Сколько туда ни кричи, никого не докричишься. Однако не сомневайтесь, жители там есть. Если туда ненароком свалиться, лететь будешь долго. День, два, а то и неделю. И выбраться оттуда совсем непросто. Бывает, попадет туда пришлый человек, и все — нет человека, сгинул. Судьба, значит, такая, решает он.

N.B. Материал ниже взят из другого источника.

Issue #332, opened 2021-02-21
Completion is not available before reader conditional


zane:
**Describe the bug**
In a `.cljc` file that contains a reader conditional before the reader conditional, but is available after it.

**To Reproduce**
Create a directory containing the following files:
`deps.edn`:
```
{}
```
`src/repro.cljc`:
```
(ns repro)

#?(:clj "clojure" :cljs "clojurescript")
```
1. In Emacs open `repro.cljc`.
2. Enable `clojurec-mode` and `lsp-mode`.
3. Insert a new line below the reader conditional in `repro.cljc`.
4. Type `t r a` and observe that completion is available at this point in the file.
5. Insert a line above the reader conditional.
6. Type `t r a`.

**Expected behavior**
I would expect to get the same completion options as I did in step 4.

**Screenshots**

![image](https://user-images.githubusercontent.com/26162/108611572-b483b900-73ad-11eb-918f-0657b00990cc.png)

![image](https://user-images.githubusercontent.com/26162/108611581-d54c0e80-73ad-11eb-859d-7a803681d83b.png)

<details>
<summary><b>Log - client <-> server</b></summary>
<p>Here is the contents of <tt>*lsp-log*</tt></p>
<pre>
Found the following clients for /Users/zane/projects/035a1e4d6d58b5e007e6854fe48f54a9/src/repro.cljc: (server-id clojure-lsp, priority 0)
The following clients were selected based on priority: (server-id clojure-lsp, priority 0)
Creating watch for /Users/zane/projects/035a1e4d6d58b5e007e6854fe48f54a9
Creating watch for /Users/zane/projects/035a1e4d6d58b5e007e6854fe48f54a9/src
Cancelling textDocument/codeAction(18) in hook after-change-functions
Cancelling textDocument/codeAction(27) in hook after-change-functions
Cancelling textDocument/codeAction(32) in hook after-change-functions
Cancelling textDocument/codeAction(47) in hook after-change-functions
Cancelling textDocument/codeAction(51) in hook after-change-functions
</pre>
<p>Interaction:</p>
<pre>
[Trace - 07:08:46 PM] Received response 'initialize - (1)' in 427ms.
Result: {
  "capabilities": {
    "semanticTokensProvider": {
      "full": true,
      "range": true,
      "legend": {
        "tokenModifiers": [],
        "tokenTypes": [
          "type",
          "function",
          "macro"
        ]
      }
    },
    "callHierarchyProvider": true,
[...]

PR #793, opened 2022-03-03
Economy of motion

mainej:
Almost every clojure-lsp command begins by navigating to a cursor position. The current algorithm uses `z/next*` to find that position. This is very inefficient, especially for large files.

Suppose, for example, we want to navigate to `b-a-c` within the following code:

```clojure
(a
 (a-a
  (a-a-a)
  (a-a-b)
  (a-a-c))
 (a-b
  (a-b-a)))

(b
 (b-a
  (b-a-a)
  (b-a-b)
  (b-a-c)) ;; <-- we want to get here
 (b-b
  (b-b-a)))
```

If we use `z/next*`, we look depth first through the whole tree:
```
a
a-a
a-a-a
a-a-b
...
b-a-a
b-a-b
b-a-c
```

But we can be more economical...  we know that `a` spans lines 1 through 7. But we're trying to get to `b-a-c` on line 13. Neither `a` **nor any of its children** will be `b-a-c`, because `a` doesn't span `b-a-c`'s position.

This PR changes the navigation algorithm to skip `z/right*` over nodes that can't contain the cursor:
```
a ;; skip a's children
b
b-a
b-a-a
b-a-b
b-a-c
```

On an smallish (56 line) file, this new algorithm is a bit faster (1.2ms 95% 1.15-1.23ms vs 8.1ms 95% 7.9-8.3ms) when searching to a position near the end of the file.

On a long file (~2000 lines), the effect is much more prominent. The original algorithm takes about 50ms regardless of where in the file you search to. (Early in the file takes 50.0ms 95% 49.3-50.6ms, middle 50.1ms 95% 49.5-50.9ms, late 51.1ms 95% 49.2-53.5ms.) The new algorithm takes essentially 0 time to search to the beginning of the file (4.2 µs, 95% 4.18-4.29µs) and follows a linear growth from there, based on how far into the file you need to search (5.9ms 95% 5.7-6.2ms halfway through the file and 11.5ms 95% 11.4-11.7ms near the end of the file).

There are a several things that need to be done before this PR is ready:
1. The new algorithm doesn't have any special handling of reader macros, which the original navigation algorithm did. The tests all pass, so perhaps this is OK.
2. The new algorithm searches right from the leftmost position. Even better would be a binary search, starting in the approximate middle of the file and moving left, right or down as appropriate. I'd expect this to make the new algorithm logarithmic in the row of the cursor, instead of linear.
3. Perhaps this style of position-aware search belongs in rewrite-clj. And, if it can be made to work, perhaps binary search belongs in a general zipper library.
4. There's cleanup to do. The code is split up into more functions than necessary to facilitate benchmarking. The function names also need more thought.
5. The helper named `by-heritability` doesn't feel very "zipper-like". Perhaps there's a more elegant way to express the algorithm.


ericdallo:
Thank you! that looks like a good tuning indeed.

> 1. The new algorithm doesn't have any special handling of reader macros, which the original navigation algorithm did. The tests all pass, so perhaps this is OK.

AFAIK we don't have any logic applied to reader macros, actually, I found even clj-kondo ignore everything tagged with a reader macro, maybe this is a issue we should report later.

> 3. if it can be made to work, perhaps binary search belongs in a general zipper library.

Yes, this really sounds like a capability/function rewrite-clj could offer to clients IMO

lib/src/clojure_lsp/refactor/edit.clj
```diff
@@ -42,6 +42,42 @@
...
+
+(defn find-last-by-pos-next [zloc f pos]
+  (let [forms (z-filter zloc f #(liberal-in-range? % pos))
+        disconsider-reader-macro? (and (some #(= "?" (z/string %)) forms)
+                                       (> (count forms) 1))]
+    (last
+      (cond->> forms
+        disconsider-reader-macro? (remove (comp #(= "?" %) z/string))))))
+
 ;; From rewrite-cljs
```
ericdallo, line 81: this function was included before rewrite-cljs was merged into rewrite-clj, maybe we should check if there is already a function that does this on rewrite-clj itself

ericdallo: Otherwise, maybe we should a test for that function even knowing other tests would fail, a test testing the corner cases here seems to make sense, WDYT?

mainej: rewrite-clj has `find-last-by-pos`, which perhaps it got in the merge with rewrite-cljs. But that function uses the same depth-first approach that we're trying to avoid here. I looked around rewrite-clj pretty carefully to see if there was another faster algorithm, but didn't find anything.

mainej: > testing the corner cases here

I'm sorry, I don't follow. What should be tested?

mainej:
>> position-aware search belongs in rewrite-clj

> Yes, this really sounds like a capability/function rewrite-clj could offer

One reason rewrite-clj might not want this code is that they already have `find-last-by-pos`. That covers the case where you need to find the last node in a range, which is more general than our case, where you need to find _the_ node at a specific position. Because our use-case is narrower, we can make this kind of optimization. Still, I may submit it to rewrite-clj anyway. If they merge it, we can change this code to use their function.

>> binary search

I decided to skip binary search for now... It would make more sense if the zipper was laid out differently, with fast access to children near the middle. But after descending `z/down*`, the locs to the right are all connected as Cons cells. So, to get to the middle you have to traverse that list anyway. It could still be beneficial in really huge files, but we're talking about avoiding a small handful of numerical comparisons, which seems like overkill.

mainej:
Aside from my questions above, this is ready for review and merge.

lib/src/clojure_lsp/refactor/edit.clj
ericdallo: no problem, so there is no function that does what we need there, so my point is even if we know there are other unit tests that end up using this function, maybe we should have tests for this function especially too?

ericdallo:
> One reason rewrite-clj might not want this code is that they already have find-last-by-pos. That covers the case where you need to find the last node in a range, which is more general than our case, where you need to find the node at a specific position. Because our use-case is narrower, we can make this kind of optimization. Still, I may submit it to rewrite-clj anyway. If they merge it, we can change this code to use their function.

Great

I decided to skip binary search for now... It would make more sense if the zipper was laid out differently, with fast access to children near the middle. But after descending z/down*, the locs to the right are all connected as Cons cells. So, to get to the middle you have to traverse that list anyway. It could still be beneficial in really huge files, but we're talking about avoiding a small handful of numerical comparisons, which seems like overkill.

Sounds good, ok for me

lib/src/clojure_lsp/refactor/edit.clj
mainej: Ah, yes, I understand. And it's a good idea!

I've added several tests for `edit/find-at-pos` that confirm that it navigates to the correct node, accounting for as many edge cases as I can think of.

`edit/find-at-pos` was originally called `edit/find-last-by-pos`. That function had special handling for two corner cases: incomplete nodes and the `#?` reader macro.

First let's talk about the reader macro, i.e. code like `#?(:clj (+ 1 2))` or `#?@(:clj (+ 1 2))`. I don't think we need special handling for it anymore. It looks like the special handling was added as part of fixing #332, which was about completion in files with reader macros. The tests that were added as part of #332 still pass, even without any special handling. I suspect that the special handling was no longer necessary as soon as rewrite-clj learned to parse reader macro nodes, around v1, which was soon after the fix for #332 was applied. So, I think we're safe to remove the special handling. Does that sound right @ericdallo?

I've extended the tests around incomplete nodes, code like `foo/`. Those tests exposed some problems with how my changes handled things. The fix was to ensure that all nodes, even ones that initially appear incomplete, have position metadata. (See `parser/replace-preserving-meta`.)  That moves all the special handling out of `edit` and into `parser`, so I added tests around `parser/safe-zloc-of-string` and `parser/to-loc`. In the process, I also fixed a long-standing bug where nodes that followed an incomplete node would have incorrect column numbers. (See `parser/zero-width-space` and the way that it is used to keep the column numbers correct.)

ericdallo:
I'll try to take a look today or tomorrow! sorry for the delay

mainej:
Sounds good... I'm getting the lint tests passing, but otherwise it's ready for review.

lib/src/clojure_lsp/refactor/edit.clj
ericdallo: > Does that sound right @ericdallo?

Yes! Since the tests I added are still passing looks good to me

lib/src/clojure_lsp/parser.clj
```diff
@@ -27,54 +27,65 @@
...
     (when (or (re-matches #"\[line (\d+), col (\d+)\] A single colon is not a valid keyword." cause)
               (re-matches #"\[line (\d+), col (\d+)\] Invalid keyword: ." cause))
-      (let [colon-pattern (re-pattern ":(\\s|\\n|\\))")]
-        (when-let [[_ extra-token] (re-find colon-pattern text)]
-          (-> text
-              (string/replace-first colon-pattern (str ":___" extra-token))
-              z/of-string
-              (z/edit->
-                (z/find-next-value z/next :___)
-                (z/replace (n/token-node (symbol ":"))))
```
ericdallo, line 56: One of the biggest workarounds I did on clojure-lsp I think, glad it's going away 🎉

ericdallo: Oh, it's not going away, but you improved the code, nice

lib/src/clojure_lsp/parser.clj
```diff
@@ -27,54 +27,65 @@
        (mapv (fn [loc] (z/find loc z/up edit/top?)))
        (distinct)))
 
+(def ^:private zero-width-space
+  "A unicode character that is incredibly unlikely to be used in regular code.
+  During parsing, used as a valid and easily identified subsitute for what would
+  otherwise be an invalid character."
+  "\u200b")
```
ericdallo, line 34: not sure a unicode code is the best choice here, not sure this could bring other issues, but it may worth the try

ericdallo (approved):
Looks good codewie, I'll merge it so we can keep testing this on master until next release, thank you!

ericdallo:
Oh, could you add a entry later on general changelog @mainej ?

lib/src/clojure_lsp/parser.clj
mainej: Yeah, I hear you. I'd be OK using another character if you have a suggestion. I picked this one because:
1. Code rarely uses any kind of whitespace besides tabs, spaces and linebreaks.
2. I can't think of a reason code would use it anyway, since text editors are supposed to give this character "zero-width", i.e. make it invisible. In typesetting there's probably some use for it, but not in code.
3. rewrite-clj parses it as a symbol, or part of a symbol, not as whitespace.

The fact that rewrite-clj is doing what we want suggests that it (and Java) assume that the code uses unicode characters, which is probably necessary because people put emojis and other stuff in code. I've never looked into how Java tracks how files and strings are encoded—if it works, best not to touch it I guess.

lib/src/clojure_lsp/parser.clj
mainej: Yeah, not going away, just a refactoring to make sure that incomplete nodes and their neighbors get position metadata. Actually, it's a pretty elegant hack. The [tree-sitter docs](https://tree-sitter.github.io/tree-sitter/#underlying-research) talk about how to make parsers that can recover from errors, which use a similar technique.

Жена в трауре, дети сиротами растут, а он жив-здоров, только знать никого не знает, ни жены, ни детей, и вся прошлая жизнь, говорит, мне просто померещилась. И принимается в том подземелье дворец возводить. Кто оловянный, кто медный, а кто и золотой.

В такое подземелье и угодил Корней со своей царевной и принялся дворец возводить золотой. Царевна, правда, не долго в подземелье томилась. Я, говорит, голубых кровей, бледнею и чахну от такой бестолковой жизни. Дом себе неподалеку купила с парадным крыльцом и обстановкой. Салон открыла, экипажем обзавелась. В том экипаже к Корнею наведывалась. И, надо сказать, регулярно.

А Корнею и так хорошо. Трудится, башни золотые выводит. Царевна подкатит — нарадоваться не может: Ах, царевна! — и грудь полнится пеной морской.

Огромное море, величиной с океан, ласкает душу, повергает в истому. Страшное дело, сладость какая!

А она, чтоб усладу продлить, знай хвостом лисьим крутит. То звезду на Корнея направит, то в другом направлении. В резко противоположном. Чаю попьет, хвостом махнет и пропадает.

У Корнея море взыграет, забурлит, разольется, весь белый свет заполонит. И погружается он, как водолаз, в бездну морскую на самое дно. А там гадость всякая плавает: инфузории, туфельки, планктон — муть и тоска, одним словом. Сядет у камня замшелого и дрожит. Кругом темно, никакой перспективы не видится. «Я морж, — стонет, — я морж…»

Но не будь он Корней, в самом деле, родовитый боярин, чтобы в том омуте сгинуть. Род у него древний — корни глубокие, крона, что атомный гриб, — предки ни одну царевну на место ставили. Будет он из-за всякой, хоть и крутой, жизнь свою гробить.

Выныривает тогда на поверхность и принимает спасительное решение: а не сходить ли нам в поход, дней эдак на пять-шесть, чтобы дым пошел, и гарь над проспектом зависла, и пепел на дом ее пал. А там посмотрим.

С походом проблем никаких: одна получка пропивается, он другую из кармана достает. А получек у него много. В каждом кармане, считай, по две. Деньги к нему сами шли почему-то. Миллионщиком был. А одевался просто.

Только Корней к кабаку, в закоулках происходит подвижка. Камни сами собой сдвигаются, выходы открываются и из чрева земного на свет божий выползают художники. Слышат зов сердца: пора, брат, пора на войну! На свет щурятся, погожему дню радуются: в такую благодать и помереть не грех. Стоят, доспехи не спеша чистят. Кто пыль с пиджаков сдувает, кто мох из ушей выдирает, кто бородой трясет, моль выгоняет. У всех душа ликует. Чуют великую битву.

… и потянулся неспешно местный житель к источнику…

А Корней уже в кабаке. Не долго думая, в кармане порылся и — раз! — лимон на прилавок. Тараканы в рассыпную. Мухи проснулись, с места снялись, кружат. Шелудивая пьяница голову из-под стола выудил, моргает, обстановку оценить силится. Не может. Видит — лимон, знает — не его, а как к нему ноги приделать, в толк не возьмет. А Корней уже распоряжается:

— Галлон водки, дюжину шампанского и для сугрева чего-нибудь. На остальное десерту всякого.

Шелудивая пьяница тут как тут.

— Хошь развеселю?

— Не-а.

А Шелудивая пьяница уж стакан подхватил, разжевал и проглотил, не сморгнув. «Xyх, — говорит, — гадость. Запить бы…»

— И юмор твой убог, и сам ты черте что, — морщится Корней, однако стакан наливает. — Больше так не шути. Я этих дел не перевариваю.

«Хорошо же, — думает Шелудивый, — так, значитца, пабрезгал моим сообчеством, мироед».

Вдруг грохот слышится, земля дрожит, посуда на столах подпрыгивает. Ох да эх раздается у входа. То Мичурин с Циолковским приют тоске своей ищут.